Alternatives are: bureaucratic squabbling (for example, Larry Summers strikes me as a self-important ass despite his IQ), corruption (last-minute hitches in the seven-to-eight-figure post-government job offers), and/or incompetence. The Congress routinely passes bills whose entirety no member has read, and I assume similar things happen in the executive branch; the necessity for coherence may have discombobulated high officials who thought such strictures are only for entry-level staff.
Meanwhile, Goldman Sachs has denied Gasparino’s story (which, presumably, they’d do whether or not it’s true). I couldn’t find a Goldman link for the denial, but their institutional perspective on the crisis strikes me as constructively formulated without being pollyannish.
Searching for what Warren Buffett had to say, instead I learned what he did. He obviously doesn’t think the world will plunge into permanent poverty: he just bought Tiffany debt.
February 14th, 2009 at 11:35 pm
From the FT piece linked in the update:
Bush-appointed FDIC head Sheila Bair is necessarily the only culprit, but she is an obvious one. This is worse than a leftist cabal. It’s a compassionate conservative who cares about The Children.
Bair has essentially no private-sector experience. Apparently she views her agency, which is independent, as having powers which parallel some of the Treasury Department’s functions. She gets fawning write-ups in the liberal media:
I take it as a contrarian indicator that Larry “Goldilocks Economy” Kudlow likes her.
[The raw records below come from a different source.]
PR #609, opened 2025-03-17
feat: handle missing forms for Service Catalog requests

BrunoBFerreira:
## Description

Currently request forms for Service Catalog can be seen and edited/deleted from the Guide Admin pages. If a service request form is deleted without deleting the service item, the item can still be accessed in the Services page and requested. However, when an employee submits a service request of that type, the request form will default to the id of the account’s default ticket form.

To prevent this from happening, this PR updates the implementation to check if the form being return has the `active: true` field or if the `form_id` being returned matches the id used to fetch the form. If one of these conditions is not met, we show an error in the service page, preventing the user from requesting the service incorrectly. 

## Screenshots

Screenshot 2025-03-17 at 17 28 43

Error screen in the service page when corresponding request form is missing. 

## Checklist


luis-almeida (commented):
> > If a service request form is deleted without deleting the service item, the item can still be accessed in the Services page and requested. However, when an employee submits a service request of that type, the request form will default to the id of the account’s default ticket form.

Wouldn't the fetch call to `/api/v2/ticket_forms/${form_id}` fail with `404` in this scenario?

BrunoBFerreira:
> > If a service request form is deleted without deleting the service item, the item can still be accessed in the Services page and requested. However, when an employee submits a service request of that type, the request form will default to the id of the account’s default ticket form.
> 
> Wouldn't the fetch call to `/api/v2/ticket_forms/${form_id}` fail with `404` in this scenario?

That is a good question. The issue here is that forms are soft deleted. So although the form is "deleted" it will still be available and will be fetched but with the `active` property set to false. 

That is why I added a check for the active field as well.

src/modules/service-catalog/components/useItemFormFields.tsx
```diff
@@ -71,6 +71,10 @@ const fetchTicketFields = async (
   const formData = await formResponse.json();
   const fieldsData = await fieldsResponse.json();
 
+  if (!formData.ticket_form.active || formData.ticket_form.id !== form_id) {
```
luis-almeida, line 74: Moving this convo here:

> > Wouldn't the fetch call to `/api/v2/ticket_forms/${form_id}` fail with 404 in this scenario?

> That is a good question. The issue here is that forms are soft deleted. So although the form is "deleted" it will still be available and will be fetched but with the active property set to false.
> That is why I added a check for the active field as well. Hope this answers your question.

That makes sense for the first check: `formData.ticket_form.active`.
I'm trying to understand the second one: `formData.ticket_form.id !== form_id`.
Is there a case where a call to `/api/v2/ticket_forms/${form_id}` would return a different form id? 😕

luis-almeida: It'd be really really weird to do fetch for a form but get another 🤨 At this point nothing really surprises me though 😅 

Nonetheless, we should get to the bottom as these checks add quite a lot of distrust in the APIs and from my experience we'll never dare to remove them.

BrunoBFerreira: I was checking and @Fredx87 is right. We fallback to other forms when we create a request with a form that is inactive/soft deleted. This check is not needed. We already handle the errors when the response is a 404, so we should cover the rest already. I'll update the code and the tests.

BrunoBFerreira: I was able to test both scenarios (inactive form and missing form) and in fact we did not need that check. With the code as it is now, we should be able to handle both situations.

@luis-almeida and @Fredx87 can you re-review the PR? 🙏 
Also thank you both for the input.

src/modules/service-catalog/components/useItemFormFields.spec.ts
```diff
@@ -0,0 +1,394 @@
+import { act, renderHook } from "@testing-library/react-hooks";
+import type { ServiceCatalogItem } from "../data-types/ServiceCatalogItem";
+import { useItemFormFields } from "./useItemFormFields";
+
+describe("useItemFormFields", () => {
+  const mockedItem: ServiceCatalogItem = {
```
luis-almeida, line 6: Nit: no need to call it `mocked*` naming in the specs. `item` or `serviceCatalogItem` would be simpler as we do in the following variables.

src/modules/service-catalog/components/useItemFormFields.spec.ts
```diff
@@ -0,0 +1,394 @@
...
+    description: "Test Description 3",
+    label: "Test Title 3",
+    options: [],
+    required: true,
+    relationship_target_type: undefined,
+    error: null,
+    value: "Test Value 3",
+  };
+
+  const mockedBaseLocale = "en-us";
```
luis-almeida, line 68: Nit: same here

src/modules/service-catalog/components/useItemFormFields.spec.ts
```diff
@@ -0,0 +1,394 @@
...
+
+  beforeEach(() => {
+    jest.clearAllMocks();
+  });
+
+  it("should initialize with default values", async () => {
+    const mockedFormResponse = {
```
luis-almeida, line 75: Nit: same throughout the spec.

src/modules/service-catalog/components/useItemFormFields.spec.ts
```diff
@@ -0,0 +1,394 @@
...
+    await waitForNextUpdate();
+
+    expect(result.current.requestFields).toEqual([expectedTextField]);
+
+    expect(result.current.associatedLookupField).toEqual(expectedLookupField);
+    expect(result.current.error).toBe(null);
+  });
+
+  it("should return an error if form data fetch fails", async () => {
+    global.fetch = jest.fn(() =>
```
luis-almeida, line 120: Nit: We could also "make it" a `jest.Mock` before the tests and then just mock the resolved value when needed:

``` ts
const globalFetch = ((globalThis.fetch as jest.Mock) = jest.fn());

//...

globalFetch.mockResolvedValue({ status: 500, ok: false })

```

src/modules/service-catalog/components/useItemFormFields.spec.ts
```diff
@@ -0,0 +1,394 @@
...
+
+    global.fetch = jest.fn((url) => {
+      if (url.includes("/ticket_forms")) {
+        return Promise.resolve({
+          json: () => Promise.resolve(mockedFormResponse),
+          status: 200,
+          ok: true,
+        });
+      } else {
+        return Promise.resolve({
```
luis-almeida, line 95: Can we target the URLs more specifically so we don't rely on the current implementation:
```ts
return Promise.resolve({
  json: () => Promise.resolve("/api/v2/ticket_forms/1"
    ? formResponse
    : "/api/v2/ticket_fields?locale=en-us"
    ? ticketFieldResponse
    : {}),
  status: 200,
  ok: true,
});
```

Same in the following ones.

src/modules/service-catalog/components/useItemFormFields.tsx
```diff
@@ -71,6 +71,10 @@ const fetchTicketFields = async (
   const formData = await formResponse.json();
   const fieldsData = await fieldsResponse.json();
 
+  if (!formData.ticket_form.active) {
+    throw new Error("Error fetching form data");
```
luis-almeida, line 75: Can we be more specific in the error here? Would help when debugging the issue cos we'd see it in the console right away.

Similar to what we do above with "Associated lookup field not found", e could say "Associated ticket form is not active".

luis-almeida (approved):

PR #610, opened 2025-03-19
feat: conditionally render pagination in Services page

BrunoBFerreira:
## Description

Previously, we were always rendering the pagination elements, even when there were no more elements to show. The services page would always show the pagination, but it will be deactivated when no cursors were available.

To make the experience consistent with what we have in Guide Admin for Service Catalog, we are removing the elements altogether when there are no more elements to show. 

### Before

Screenshot 2025-03-19 at 14 54 36

### After

Screenshot 2025-03-19 at 14 55 08

## Checklist


src/modules/service-catalog/ServiceCatalogList.tsx
```diff
@@ -135,17 +135,17 @@ export function ServiceCatalogList({
               searchInputValue={searchInputValue}
             />
           )}
-          {serviceCatalogItems.length > 0 && (
+          {meta && (meta.before_cursor || meta.after_cursor) && (
```
luis-almeida, line 138: Nit: would `meta?.before_cursor || meta?.after_cursor` be enough?

luis-almeida (approved):

src/modules/service-catalog/ServiceCatalogList.tsx
BrunoBFerreira: I included the `meta` there to avoid using the `?` both here and when fetching the cursors for the Next and Previous elements. By having it like this, we can infer that `meta` is not null in this scope.
Not sure which version is the better approach or common practice. Let me know what you think @luis-almeida.

PR #614, opened 2025-03-25
feat: add clear all to Services search bar

BrunoBFerreira:
## Description

In a [previous PR](https://github.com/zendesk/copenhagen_theme/pull/598) we have added a search bar element to the Services page, available to the Service Catalog EAP users.

However, we did not implement the proposed design completely since we were having issues with some components made available from Garden.

After reaching out to the Garden team, we received guidance on how to implement the missing element, the clear all button, and we have now implemented it in this PR. 

## Screenshots

service-catalog clear-search

## Checklist


gosiexon-zen (approved):

olivia-tsao (approved):

src/modules/service-catalog/components/service-catalog-list-item/Search.tsx
```diff
@@ -13,6 +18,17 @@ const StyledField = styled(Field)`
...
 
+const StyledEndIconContainer = styled.div`
+  position: absolute;
+  top: 50%;
+  left: 99%;
+  transform: translate(-99%, -50%);
+`;
+
+const StyledMediaInput = styled(MediaInput)`
+  padding-right: ${(props) => props.theme.space.md};
```
Fredx87, line 29: It feels to me that the input is a bit too close to the icon. Why are we setting it specifically to `space.md`? The container has a padding of 10px, we are adding 20px more reaching 30px, but the icon button is 32px

src/modules/service-catalog/components/service-catalog-list-item/Search.tsx
```diff
@@ -26,12 +42,34 @@ export const Search = ({
 }: SearchProps) => {
   const { t } = useTranslation();
 
+  const SearchEndIcon = () => {
```
Fredx87, line 45: We shouldn't define a component inside a component like this, but externally. It probably make sense to move the condition out of the component and just not render it when the condition is not met

src/modules/service-catalog/components/service-catalog-list-item/Search.tsx
```diff
@@ -26,12 +42,34 @@ export const Search = ({
...
+    if (!isLoading && searchInputValue) {
+      return (
+        <Tooltip
+          content={t("service-catalog.clear-search", "Clear search")}
+          placement="bottom"
+          size="small"
+        >
+          <IconButton
```
Fredx87, line 53: I think we need an aria-label for a11y, even if we already have the tooltip. In the Admin part we omitted aria labels when there is already a tooltip, but then we received some reports from a11y that we need an aria-label as well.

src/modules/service-catalog/components/service-catalog-list-item/Search.tsx
```diff
@@ -43,6 +81,9 @@ export const Search = ({
         )}
         onChange={(event) => onChange(event.target.value)}
       />
+      <StyledEndIconContainer>
```
Fredx87, line 84: Nit: maybe we can apply the styles directly to the `SearchEndIcon` component itself instead of creating a container component, but it is a minor thing, we can also keep the container

src/modules/service-catalog/components/service-catalog-list-item/Search.tsx
```diff
@@ -1,10 +1,15 @@
...
 import { Dots } from "@zendeskgarden/react-loaders";
+import { Tooltip } from "@zendeskgarden/react-tooltips";
 import SearchIcon from "@zendeskgarden/svg-icons/src/16/search-stroke.svg";
+import EndIcon from "@zendeskgarden/svg-icons/src/16/x-stroke.svg";
 import { useTranslation } from "react-i18next";
 import styled from "styled-components";
 
 const StyledField = styled(Field)`
+  display: flex;
+  flex-direction: row;
```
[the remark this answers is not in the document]
BrunoBFerreira: Leftover from something I was experimenting with. I'm going to remove it 😄 Thank you for pointing this out.

src/modules/service-catalog/components/service-catalog-list-item/Search.tsx
```diff
@@ -13,6 +18,17 @@ const StyledField = styled(Field)`
   }
 `;
 
+const StyledEndIconContainer = styled.div`
+  position: absolute;
+  top: 50%;
+  left: 99%;
+  transform: translate(-99%, -50%);
```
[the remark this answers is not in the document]
BrunoBFerreira: Yeah I was a bit on the fence about using hardcoded values but you raise a good point. I'll update this.

src/modules/service-catalog/components/service-catalog-list-item/Search.tsx
BrunoBFerreira: I believe I saw the incorrect values on the design. I will fix it 👍

src/modules/service-catalog/components/service-catalog-list-item/Search.tsx
```diff
@@ -13,6 +16,16 @@ const StyledField = styled(Field)`
...
 `;
 
+const StyledIconButton = styled(IconButton)`
+  position: absolute;
+  top: 4px;
+  right: 4px;
+`;
+
+const StyledMediaInput = styled(MediaInput)`
+  padding-right: 22px;
```
Fredx87, line 26: I think we should add a bit more space, maybe 4px, the padding is just the minimum needed

Screenshot 2025-03-26 at 17 57 48

src/modules/service-catalog/components/service-catalog-list-item/Search.tsx
```diff
@@ -26,12 +39,31 @@ export const Search = ({
...
 
+  const SearchClearIcon = () => {
+    return (
+      <Tooltip
+        content={t("service-catalog.clear-search", "Clear search")}
+        placement="bottom"
+        size="small"
+      >
+        <StyledIconButton
+          aria-label={t("service-catalog.clear-search")}
```
Fredx87, line 50: We also need to pass "Clear Search" again as the second parameter, otherwise, until the string is back, we have `service-catalog.clear-search` as a value for the attribute

src/modules/service-catalog/components/service-catalog-list-item/Search.tsx
```diff
@@ -13,6 +14,10 @@ const StyledField = styled(Field)`
   }
 `;
 
+const StyledMediaInput = styled(MediaInput)`
+  padding-right: ${(props) => props.theme.space.base * 7}px;
```
Fredx87, line 18: I just realized that this doesn't work for RTL languages. We should use `padding-inline-end` instead

src/modules/service-catalog/components/service-catalog-list-item/SearchClearIcon.tsx
```diff
@@ -0,0 +1,36 @@
+import ClearIcon from "@zendeskgarden/svg-icons/src/16/x-stroke.svg";
+import { Tooltip } from "@zendeskgarden/react-tooltips";
+import { IconButton } from "@zendeskgarden/react-buttons";
+import { useTranslation } from "react-i18next";
+import styled from "styled-components";
+
+const StyledIconButton = styled(IconButton)`
+  position: absolute;
+  top: 4px;
+  right: 4px;
```
Fredx87, line 10: I just realized that this doesn't work for RTL languages. We should use `inset-inline-end` instead

Fredx87 (approved):

PR #622, opened 2025-04-02
chore: add services search strings for translation

BrunoBFerreira:
## Description

We have added new strings related to the Services search feature in our beta branch. However, given that our translation tool only picks up new strings from master, we did not get the required translation variants.

This PR adds the strings to master so we are able to get the translations, which will then be added to the beta branch in a future PR. 

## Checklist


src/modules/service-catalog/translations/en-us.yml
```diff
@@ -117,3 +117,18 @@ parts:
       title: "Label indicating number of services currently being listed, the default plural form."
       screenshot: "https://drive.google.com/file/d/1uP3fyDR1vE2Z8lHXiNXaZD7LeTEgLCSw/view?usp=drive_link"
       value: "{{count}} services"
+  - translation:
+      key: "service-catalog.search-services"
```
melzreal, line 121: are these used anywhere yet? would we not add them at the same time?

melzreal (approved):

kubraokcu (approved):

PR #630, opened 2025-05-02
Fix lookup relationship fields (lurf) in service catalog forms

luis-almeida:
## Description

1. `organizationField` was not passed to the `TicketField` component as it was marked as an "optional"
2. The problem was that inside the `TicketField` component we checked if `organizationField !== null` when building up the API endpoint and since `organizationField` was `undefined` it resulted in broken API calls:

image

This PR addresses this issue and just passed `organizationField={null}` since the "organization field" is a standard field and can't be added to a Service Catalog Item form.

## Checklist


luis-almeida:
> Are there any unit tests we could add for this?

Where would you add you add it?

luis-almeida:
Sorry for the late reply @akuttruff and thanks for addressing this one!
I wound up forgetting about merging it so was just getting back to it now.

PR #633, opened 2025-05-07
feat: display any file validation errors that can occur when the "Allowed file types" setting is on

oorion:
## Description

feat: display any file validation errors that can occur when the "Allowed file types" setting is on
## Checklist


src/modules/new-request-form/fields/attachments/Attachments.tsx
```diff
@@ -61,8 +61,20 @@ export function Attachments({ field }: AttachmentProps): JSX.Element {
   const { addToast } = useToast();
   const { t } = useTranslation();
 
+  const errorMessage = (file: File, xhr: XMLHttpRequest) => {
+    if (xhr.response?.error == "RecordInvalid") {
+      return xhr.response?.details?.base?.[0]?.description;
```
gosiexon-zen, line 66: Is this description translated on backend? 
Are we sure it is always first element here: `base?.[0]`?

oorion: Yes, it's translated on the backend but you're correct in thinking that there could be more than 1 element.  The other error messages that I've checked so far also appear to be translated on the backend.  I'm going to have to reach out to product to see how they want these errors to be displayed in the ui when there are more than 1 as it also affects this line of another pr https://github.com/zendesk/zendesk_console/pull/44689/files#diff-f29f8e4f8475555212f6d45c2b4a805e32a9b33ed3938582c5cd5b297400289fR456.  Perhaps we can display them separated with a `; ` but we'll see.  Thanks for asking the question

src/modules/new-request-form/fields/attachments/Attachments.tsx
```diff
@@ -61,8 +61,20 @@ export function Attachments({ field }: AttachmentProps): JSX.Element {
   const { addToast } = useToast();
   const { t } = useTranslation();
 
+  const errorMessage = (file: File, xhr: XMLHttpRequest) => {
+    if (xhr.response?.error == "RecordInvalid") {
```
oorion, line 65: Note to self: also check that `xhr.response?.details?.base` is present here because there may be an InvalidRecord response without that key in the details

src/modules/new-request-form/fields/attachments/Attachments.tsx
gosiexon-zen: Ok, so maybe adding additional check to be sure it is present will help and also if you want maybe adding some type for that like:
```javascript
interface UploadErrorResponse {
  error?: string;
  details?: {
    base?: Array<{ description: string }>;
  };
}
```

src/modules/new-request-form/translations/en-us.yml
```diff
@@ -185,4 +186,14 @@ parts:
...
-      value: "Search {{label}}"    
+      value: "Search {{label}}"
+  - translation:
+      key: "new-request-form.attachments.upload-failed-title"
+      title: "Title of the notification shown when the upload of an attachment failed"
+      screenshot: "https://drive.google.com/file/d/1HaYFIjlr89IWfu-HweJbTRjC23u3bLP-/view?usp=sharing"
+      value: "{{fileName}} upload failed"
+  - translation:
+      key: "new-request-form.attachments.error-separator"
+      title: "Separator between errors for the same file (usually '; ')"
```
kubraokcu:
```suggestion
      title: "Separator between errors for the same file - please localize according to your language's punctuation rules"
```

gosiexon-zen (approved):

PR #639, opened 2025-05-21
Update dev dependencies

Fredx87:
## Description

This PR updates some development dependencies to fix vulnerability issues.

- Updated Node version to v22.15.0
   - Node 18 is not supported anymore and some updated dependencies need a new version. v22 is the [current LTS version](https://nodejs.org/en/about/previous-releases)
- Updated `zcli` to the latest version
  - Fixes https://github.com/zendesk/copenhagen_theme/security/dependabot/106
  - Note: this version bump includes this change: https://github.com/zendesk/zcli/pull/238, some old logins using passwords instead of API tokens could stop working. Re logging in via ZCLI using an API token should fix the issue
- Updated `lighthouse`
  - Fixes https://github.com/zendesk/copenhagen_theme/security/dependabot/107
  - The new version returned some new violations that have been added to the ignored rules
- Updated `puppeteer`
  -   Uses an updated version of the `ws` package, so we can remove the resolution to the specific `^8.17.1` version
- Updated `wait-on` 
  - Fixes https://github.com/zendesk/copenhagen_theme/security/dependabot/106
- Updated `i18next-parser`
  - Fixes https://github.com/zendesk/copenhagen_theme/security/dependabot/93 and https://github.com/zendesk/copenhagen_theme/security/dependabot/77

I manually ran all the scripts to check that they still work properly with the new node versions and the new dependencies.

## Checklist


yarn.lock
```diff
@@ -13890,7 +13963,12 @@ write-file-atomic@^4.0.0, write-file-atomic@^4.0.1, write-file-atomic@^4.0.2:
     imurmurhash "^0.1.4"
     signal-exit "^3.0.7"
 
-ws@8.13.0, ws@8.17.0, ws@^7.0.0, ws@^8.11.0, ws@^8.13.0, ws@^8.17.1:
+ws@^7.0.0:
```
melzreal, line 13966: this version that has a CVE vulnerability was re-introduced when you removed the ws from the resolutions? Why remove it?

bin/lighthouse/config.js
```diff
@@ -51,10 +51,28 @@ module.exports = {
       ],
       "td-has-header": [
         {
-          path: "/hc/en-us/subscriptions",
+          path: "/hc/:locale/subscriptions",
```
BrunoBFerreira, line 54: Quick question: do we need this change due to the library updates?

BrunoBFerreira (approved):

yarn.lock
Fredx87: The lockfile sets the version `7.5.10` for the range `^7.0.0`. The version doesn't have a CVE vulnerability: https://github.com/zendesk/copenhagen_theme/security/dependabot/76. I also checked with `yarn audit` locally, and no audit is reported for the `ws` package.

Setting a fixed value in `resolution` could cause issues in the future. For example, the fixed version we choose could have some new vulnerabilities, or an updated dependency will require a new major version and we would force it to use the v8.x. I think it is better not to use it unless there is no other way.

bin/lighthouse/config.js
Fredx87: No. The URLs that are checked by the tool are [configurable by the user](https://github.com/zendesk/copenhagen_theme/blob/master/README.md#accessibility-testing). Somebody may put URLs with a different locale than `en-us`, so it is better to define the ignored rules with a placeholder. This one was added in #637 without the placeholder, probably by mistake

yarn.lock
melzreal: oh I see, it doesn't matter that this reads ws@^7.0.0, because the resolution is 7.5.10. Thanks for explaining 👍

melzreal (approved):

PR #642, opened 2025-06-02
feat: includes dynamic filter params for lookup autocomplete calls

akuttruff:
@zendesk/vikings

## Description
Includes query parameters from form field values to [support dynamic filters](https://support.zendesk.com/hc/en-us/articles/6941856507930-Announcing-dynamic-filtering-for-lookup-relationship-fields-on-tickets) for lookup autocomplete calls. We currently allow lookup autocomplete results to be filtered based on dynamically-selected assignee, organization, and requester fields. This work expands that functionality to support all field types (except for multi-selects, support for which will come at a later date).

## Screenshots
Screenshot 2025-06-02 at 9 52 11 AM

## Checklist


src/modules/new-request-form/fields/LookupField.tsx
```diff
@@ -14,6 +14,30 @@ import debounce from "lodash.debounce";
...
+  filters: Filter[],
+  fields: Field[] = []
+) {
+  return (
+    filters &&
+    filters.reduce<string[]>((acc, filter) => {
+      const parsedFilterId = filter.value.split("ticket_fields_")[1];
+
+      const field = fields.find((field) => {
+        const parsedFieldId = field.name
```
Fredx87: There is no need to extract the `id` from the `name` in this way, the `id` on `Field` already contains that. The `fields` array also contains standard fields (subject, description, and eventually type and priority). How about these fields? Are they supported as conditions?

src/modules/new-request-form/data-types/Field.ts
```diff
@@ -1,3 +1,14 @@
+export interface Filter {
```
Fredx87: The name `Filter` is too generic, and eventually can become confusing in the future.

I am not sure about the naming, but it feels to me that this one is more of a `RelationshipFilter` and the following one is a collection of different filters for a lookup field, so maybe something like `LookupFieldRelationshipFilters`?)

src/modules/new-request-form/fields/LookupField.tsx
```diff
@@ -54,6 +86,19 @@ export function LookupField({
   const [isLoadingOptions, setIsLoadingOptions] = useState<boolean>(false);
   const { t } = useTranslation();
 
+  const dynamicFilters = field.relationship_filter
```
Fredx87: `dynamicFilters` is used only inside `buildAdvancedDynamicFilterParams`, there is no need to calculate it here on every re-render, it can be moved to the function itself

src/modules/new-request-form/fields/LookupField.tsx
```diff
@@ -103,12 +148,17 @@ export function LookupField({
...
+        visibleFields
+      );
+
       if (organizationId !== null)
         searchParams.set("organization_id", organizationId);
       setIsLoadingOptions(true);
       try {
         const response = await fetch(
-          `/api/v2/custom_objects/${customObjectKey}/records/autocomplete?${searchParams.toString()}`
+          `/api/v2/custom_objects/${customObjectKey}/records/autocomplete?${searchParams.toString()}&${dynamicFilterParams}}`
```
Fredx87: We are using `URLSearchParams` to collect the various params to pass to the autocomplete endpoints and then appending them to the URL. I feel it would be better to continue to use the same approach also for these dynamic filter parameters instead of getting a string from `buildAdvancedDynamicFilterParams` and appending it at the end

src/modules/new-request-form/fields/LookupField.tsx
```diff
@@ -136,7 +186,14 @@ export function LookupField({
         setIsLoadingOptions(false);
       }
     },
-    [customObjectKey, fieldId, organizationId, selectedOption, userId]
+    [
```
Fredx87, line 186: ESLint reports that there is a missing dependency in the array

src/modules/new-request-form/fields/helpers.test.ts
```diff
@@ -0,0 +1,101 @@
+import type { Field, Filter } from "../data-types";
```
Fredx87: It's a good thing you added unit tests. Unfortunately, we don't have that many right now, but in general, the convention is to have the test file named `[SOURCE_FILE].test.ts`. The name `helpers.test.ts` doesn't make it clear where the implementation leaves.

src/modules/new-request-form/fields/helpers.test.ts
```diff
@@ -0,0 +1,101 @@
...
+import { buildAdvancedDynamicFilterParams } from "./LookupField";
+describe("buildAdvancedDynamicFilterParams", () => {
+  it("builds dynamic filter params correctly when fields match filters", () => {
+    const filters: Filter[] = [
+      {
+        field: "some_field",
+        operator: "equals",
```
Fredx87: This doesn't seem aligned with the implementation, where the used operators are `matches` and `not_matches`

src/modules/new-request-form/fields/helpers.test.ts
```diff
@@ -0,0 +1,101 @@
+import type { Field, Filter } from "../data-types";
+import { buildAdvancedDynamicFilterParams } from "./LookupField";
+describe("buildAdvancedDynamicFilterParams", () => {
+  it("builds dynamic filter params correctly when fields match filters", () => {
```
Fredx87: What field types are supported by the dynamic filter feature? Is it just text fields or any field type? 
If more field types are supported, you may want to test how they behave (either manually or by adding more unit tests), since the value is stored differently for each field type

src/modules/new-request-form/fields/helpers.test.ts
```diff
@@ -0,0 +1,101 @@
...
+        description: "",
+        type: "text",
+        options: [],
+      },
+    ];
+
+    const result = buildAdvancedDynamicFilterParams(filters, fields);
+
+    expect(result).toEqual([
+      "filter[dynamic_values][ticket_fields_0000]=undefined",
```
Fredx87: I am not familiar with the API, is this correct? If a field is missing on the form we need to pass `undefined` as a value? I would expect not to pass anything

Fredx87 (commented):
I left some comments.

Can we also add more info on the PR description on what this is about and how it works? I had some struggles understanding the changes due to missing context.

This is also an open-source repo used as a reference to build custom themes. I think more context can be useful also for third-party developers

src/modules/new-request-form/fields/LookupField.tsx
akuttruff: Good call, I overlooked this. Addressed [here](https://github.com/zendesk/copenhagen_theme/pull/642/commits/43895a0a5905035fdd4cc6f429a2c878c9c3f10c)

src/modules/new-request-form/data-types/Field.ts
akuttruff: Agreed -- I've [adjusted the types](https://github.com/zendesk/copenhagen_theme/pull/642/commits/43895a0a5905035fdd4cc6f429a2c878c9c3f10c) to `LookupRelationshipFieldFilter` and `FilterCondition`

src/modules/new-request-form/fields/LookupField.tsx
akuttruff: Addressed [here](https://github.com/zendesk/copenhagen_theme/pull/642/commits/43895a0a5905035fdd4cc6f429a2c878c9c3f10c)

src/modules/new-request-form/fields/LookupField.tsx
akuttruff: Addressed [here](https://github.com/zendesk/copenhagen_theme/pull/642/commits/43895a0a5905035fdd4cc6f429a2c878c9c3f10c)

src/modules/new-request-form/fields/helpers.test.ts
akuttruff: I've updated the test data

src/modules/new-request-form/fields/helpers.test.ts
akuttruff: Since all field values are expressed as strings and stored as such regardless of field type (checkbox values are passed as `true`), this test coverage should suffice.

src/modules/new-request-form/fields/helpers.test.ts
akuttruff: I've pivoted to use your `SearchParams` pattern, and will only pass the query params when the field value is truthy.

akuttruff:
@Fredx87 Thanks for the thorough review, I appreciate it. I've pushed updates to address your comments -- please let me know if I've missed anything.

src/modules/new-request-form/fields/LookupField.tsx
```diff
@@ -8,12 +8,45 @@ import {
...
+  const parsedFilterId =
+    dynamicFilters && dynamicFilters[0]?.value.split("ticket_fields_")[1];
+
+  const field = fields.find((field) => {
+    const parsedFieldId = field.id.toString();
+
+    return parsedFieldId === parsedFilterId;
+  });
+
+  return [dynamicFilters[0]?.value, field?.value];
```
Fredx87, line 47: With this implementation, at most one dynamic filter will be returned. Is this correct? I think the previous implementation was returning all matching filters, but I am not completely familiar with how the feature should work.

src/modules/new-request-form/fields/helpers.test.ts
Fredx87: That's not completely true: https://github.com/zendesk/copenhagen_theme/blob/6b15e6632367bc556fdebf017c0aebe00864c047/src/modules/new-request-form/data-types/Field.ts#L4. In case of multi-select fields, the value is an array of strings.

If the feature doesn't support this field type, it probably should work, considering everything else as a string. If you need to support this field type, you need to pass the value in the get in some way (maybe joining the values with a `,`?). 

The multiselect field also [is not updating ](https://github.com/zendesk/copenhagen_theme/blob/6b15e6632367bc556fdebf017c0aebe00864c047/src/modules/new-request-form/NewRequestForm.tsx#L310)the React state on change, so you would need to fix that as well. This is already fixed on the [beta](https://github.com/zendesk/copenhagen_theme/blob/d9b666b335544bcc1dc2d6cc36bbc8d8cf498b60/src/modules/ticket-fields/TicketField.tsx#L89) branch but not integrated in the master branch yet

akuttruff: @Fredx87 thanks for pointing that out, but dynamic filters for multiselects is out of scope for this piece of work

src/modules/new-request-form/fields/LookupField.tsx
akuttruff: Correct -- since we'll only be returning one dynamic filter per field, I simplified the logic here.

akuttruff:
@Fredx87 thanks again -- I've squashed the commits for clarity and responded to your questions about multi select fields. I'll have a PR up shortly for the v1-v3 implementation. Are you okay if I merge this work in? I'd like to get your approval on it, since you've raised some concerns.

src/modules/new-request-form/fields/helpers.test.ts
akuttruff: We have yet to implement support for that on the backend, but once that work is complete, there will be a follow-up story to implement on the frontend.

Fredx87 (approved):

To be fair, Bair spotted the housing trouble in late 2007, but her proposed solution was to have ARM teaser rates be made permanent. Unsurprisingly, the banks were not enthusiastic. (And lots of people saw the problem looming. Bair’s approach, arguably, is to demagogue the situation and grab for power that she seems unqualified to wield.)
No worries, though. According to the Examiner piece linked in the previous paragraph:
For more reassurance, let’s hear Obama say that he remains very much committed to holding elections in 2010 and 2012…
February 14th, 2009 at 11:39 pm
“…is not necessarily the only culprit…” Oops.
March 24th, 2009 at 2:58 am
No one can trust him for a lot of reasons. First, his tax problem. Highly unlikely it was an honest mistake. 2nd, he was a main author of TARP, which has yet to be effective. 3: He lied about the AIG bonuses. He knew, bonuses flew; and now the story changes because of outrage. We don’t have honest people. They must have another agenda, otherwise they’d be totally honest. Also, even if he did know about the bonuses, then they did not do due diligence, or in other words, they do not know what they are doing!